Content starts

PR #226, opened 2020-05-14
stylelint-config upgrade

soham4abc:

### Problem Statement
stylelint-config upgrade

### Solution
The stylelint-config version is upgraded and the app is tested to make sure it's working smoothly

Screenshot also attached ensuring the stability of the app.
Screenshot (73)

### DIFF
--- a/package.json
+++ b/package.json
@@ -6,7 +6,7 @@
   "scripts": {
     "test": "npm run cypress:lint && npm run cypress:run",
     "build": "webpack --mode production",
-    "dev": "webpack-dev-server --mode development",
+    "dev": "INSTRUMENTATION=1 webpack-dev-server --mode development",
     "start": "http-server -p 8080",
     "banana": "banana-checker i18n/",
     "adb:connect": "adb forward tcp:6000 localfilesystem:/data/local/debugger-socket",
@@ -67,7 +67,7 @@
     "terser-webpack-plugin": "^3.0.1",
     "webpack": "^4.43.0",
     "webpack-cli": "^3.3.11",
-    "webpack-dev-server": "^3.11.0"
+    "webpack-dev-server": "^3.10.3"
   },
   "dependencies": {
     "banana-i18n": "^1.2.1",
--- a/package.json
+++ b/package.json
@@ -6,7 +6,7 @@
   "scripts": {
     "test": "npm run cypress:lint && npm run cypress:run",
     "build": "webpack --mode production",
-    "dev": "INSTRUMENTATION=1 webpack-dev-server --mode development",
+    "dev": "webpack-dev-server --mode development",
     "start": "http-server -p 8080",
     "banana": "banana-checker i18n/",
     "adb:connect": "adb forward tcp:6000 localfilesystem:/data/local/debugger-socket",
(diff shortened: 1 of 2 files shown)


hueitan:
this script targets the Mac/Linux, if you are running the app on Windows, try remove the `INSTRUMENTATION` and then you don't get the error.

soham4abc:
> this script targets the Mac/Linux, if you are running the app on Windows, try remove the `INSTRUMENTATION` and then you don't get the error.

I did that and now it is running.

package.json
```diff
@@ -6,7 +6,7 @@
   "scripts": {
     "test": "npm run cypress:lint && npm run cypress:run",
     "build": "webpack --mode production",
-    "dev": "INSTRUMENTATION=1 webpack-dev-server --mode development",
```
stephanebisson, line 9: What is the way to provide environment variables in Windows?

package.json
```diff
@@ -62,12 +62,12 @@
     "less-loader": "^5.0.0",
     "style-loader": "^1.2.0",
     "stylelint": "^12.0.1",
-    "stylelint-config-wikimedia": "^0.8.0",
+    "stylelint-config-wikimedia": "^0.10.1",
```
stephanebisson, line 65: This is a good idea. If you submit a PR just for that I'll accept it.

soham4abc: I would be grateful.I have already submitted the Pull request for this (this string is all about that only) I would be more than happy if you merge it.

package.json
soham4abc: https://docs.oracle.com/en/database/oracle/r-enterprise/1.5.1/oread/creating-and-modifying-environment-variables-on-windows.html#GUID-DD6F9982-60D5-48F6-8270-A27EC53807D0 This link provides all the details you would need to provide environment variables inWindows!

package.json
stephanebisson: This PR has 3 changes. If you create another one with only 1 change: the stylelint config upgrade, I will approve it.

The other points require more discussions so bundling them in the same PR is not ideal.

soham4abc: Okay I am making an PR with only the stylelint-config upgrade other than than that every thing remains same.. right?

package.json
stephanebisson: We want to keep this variable in place for now. You are free to get rid of it in your fork or find a way to make it work on Windows, in which case we could accept your change.

package.json
```diff
@@ -62,12 +62,12 @@
...
     "stylelint-webpack-plugin": "^1.2.3",
     "terser-webpack-plugin": "^3.0.1",
     "webpack": "^4.43.0",
     "webpack-cli": "^3.3.11",
-    "webpack-dev-server": "^3.10.3"
+    "webpack-dev-server": "^3.11.0"
```
stephanebisson, line 70: What is the reason for upgrading this?

soham4abc: I need to work on this more so that webpack-dev-server can be claimed as upgraded will make a separate PR for that later.

package.json
soham4abc: This variable will remain in place. I figured it out to make it work on windows

package.json
soham4abc: I have made the changes as per your request please see to it!

stephanebisson: Could you update the PR description? It is still about the instrumentation variable.

soham4abc:
Now this PR contains only one change that is the stylelint-config upgrade. Please see to it.

package.json
soham4abc: Yes of course. Doing in a minute!

soham4abc: Done!

stephanebisson:
Thank you for your contribution!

Content ends

**Requirement**
Make an exact copy of every entry.

**Written answer**
PR #226, opened 2020-05-14
stylelint-config upgrade

soham4abc:

### Problem Statement
stylelint-config upgrade

### Solution
The stylelint-config version is upgraded and the app is tested to make sure it's working smoothly

Screenshot also attached ensuring the stability of the app.
Screenshot (73)

### DIFF
--- a/package.json
+++ b/package.json
@@ -6,7 +6,7 @@
   "scripts": {
     "test": "npm run cypress:lint && npm run cypress:run",
     "build": "webpack --mode production",
-    "dev": "webpack-dev-server --mode development",
+    "dev": "INSTRUMENTATION=1 webpack-dev-server --mode development",
     "start": "http-server -p 8080",
     "banana": "banana-checker i18n/",
     "adb:connect": "adb forward tcp:6000 localfilesystem:/data/local/debugger-socket",
@@ -67,7 +67,7 @@
     "terser-webpack-plugin": "^3.0.1",
     "webpack": "^4.43.0",
     "webpack-cli": "^3.3.11",
-    "webpack-dev-server": "^3.11.0"
+    "webpack-dev-server": "^3.10.3"
   },
   "dependencies": {
     "banana-i18n": "^1.2.1",
--- a/package.json
+++ b/package.json
@@ -6,7 +6,7 @@
   "scripts": {
     "test": "npm run cypress:lint && npm run cypress:run",
     "build": "webpack --mode production",
-    "dev": "INSTRUMENTATION=1 webpack-dev-server --mode development",
+    "dev": "webpack-dev-server --mode development",
     "start": "http-server -p 8080",
     "banana": "banana-checker i18n/",
     "adb:connect": "adb forward tcp:6000 localfilesystem:/data/local/debugger-socket",
(diff shortened: 1 of 2 files shown)


hueitan:
this script targets the Mac/Linux, if you are running the app on Windows, try remove the `INSTRUMENTATION` and then you don't get the error.

soham4abc:
> this script targets the Mac/Linux, if you are running the app on Windows, try remove the `INSTRUMENTATION` and then you don't get the error.

I did that and now it is running.

package.json
```diff
@@ -6,7 +6,7 @@
   "scripts": {
     "test": "npm run cypress:lint && npm run cypress:run",
     "build": "webpack --mode production",
-    "dev": "INSTRUMENTATION=1 webpack-dev-server --mode development",
```
stephanebisson, line 9: What is the way to provide environment variables in Windows?

package.json
```diff
@@ -62,12 +62,12 @@
     "less-loader": "^5.0.0",
     "style-loader": "^1.2.0",
     "stylelint": "^12.0.1",
-    "stylelint-config-wikimedia": "^0.8.0",
+    "stylelint-config-wikimedia": "^0.10.1",
```
stephanebisson, line 65: This is a good idea. If you submit a PR just for that I'll accept it.

soham4abc: I would be grateful.I have already submitted the Pull request for this (this string is all about that only) I would be more than happy if you merge it.

package.json
soham4abc: https://docs.oracle.com/en/database/oracle/r-enterprise/1.5.1/oread/creating-and-modifying-environment-variables-on-windows.html#GUID-DD6F9982-60D5-48F6-8270-A27EC53807D0 This link provides all the details you would need to provide environment variables inWindows!

package.json
stephanebisson: This PR has 3 changes. If you create another one with only 1 change: the stylelint config upgrade, I will approve it.

The other points require more discussions so bundling them in the same PR is not ideal.

soham4abc: Okay I am making an PR with only the stylelint-config upgrade other than than that every thing remains same.. right?

package.json
stephanebisson: We want to keep this variable in place for now. You are free to get rid of it in your fork or find a way to make it work on Windows, in which case we could accept your change.

package.json
```diff
@@ -62,12 +62,12 @@
...
     "stylelint-webpack-plugin": "^1.2.3",
     "terser-webpack-plugin": "^3.0.1",
     "webpack": "^4.43.0",
     "webpack-cli": "^3.3.11",
-    "webpack-dev-server": "^3.10.3"
+    "webpack-dev-server": "^3.11.0"
```
stephanebisson, line 70: What is the reason for upgrading this?

soham4abc: I need to work on this more so that webpack-dev-server can be claimed as upgraded will make a separate PR for that later.

package.json
soham4abc: This variable will remain in place. I figured it out to make it work on windows

package.json
soham4abc: I have made the changes as per your request please see to it!

stephanebisson: Could you update the PR description? It is still about the instrumentation variable.

soham4abc:
Now this PR contains only one change that is the stylelint-config upgrade. Please see to it.

package.json
soham4abc: Yes of course. Doing in a minute!

soham4abc: Done!

stephanebisson:
Thank you for your contribution!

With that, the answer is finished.